Sikap ini adalah sikap terpenting yang perlu dimiliki ketika kita ingin kelancaran kerja sama antar bagian yang berbeda, dan sikap ini juga perlu dimiliki ketika kita ingin menyelesaikan masalah bersama yang menyangkut berbagai pihak.
Whole Thinking
Sikap terakhir adalah kemampuan berpikir yang menyeluruh.
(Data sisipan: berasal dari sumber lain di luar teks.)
PR #31, opened 2016-04-06
Feature/migration for mapper

roll:
Added 2 migrations:
- added `records.reference` (url normally) and `records.extracted_data` (normalized trial data)
- added meta fields needed by `mapper` to all entity fields


roll:
@vitorbaptista please take a look

migrations/20160406175457_add_meta_fields_to_entities.js
```diff
@@ -0,0 +1,50 @@
...
+      var addTimestamps = knex.schema.table(table, (table) => {
+          table.timestamp('created_at').nullable();
+          table.timestamp('updated_at').nullable();
+          table.specificType('links', 'text[]').nullable();
+          table.specificType('facts', 'text[]').nullable();
+      });
+      var addLinks = knex.schema.raw(
+        'CREATE INDEX '+table+'_links_idx on '+table+' USING GIN(links)')
+      var addFacts = knex.schema.raw(
+        'CREATE INDEX '+table+'_facts_idx on '+table+' USING GIN(facts)')
```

Sikap ini sudah sering kali kita dengar ketika mempelajari Lean: awalilah analisa dengan memahami kebutuhan pelanggan, lihatlah proses secara end-to-end, jangan melakukan optimasi secara lokal tanpa memperhatikan bagian lain yang saling berhubungan, dan jangan memikirkan kepentingan departemen semata melainkan lihatlah melalui mata perusahaan.
Sikap terakhir ini akan mudah untuk dipahami dan diikuti bila kita sudah memiliki kedua sikap terdahulu.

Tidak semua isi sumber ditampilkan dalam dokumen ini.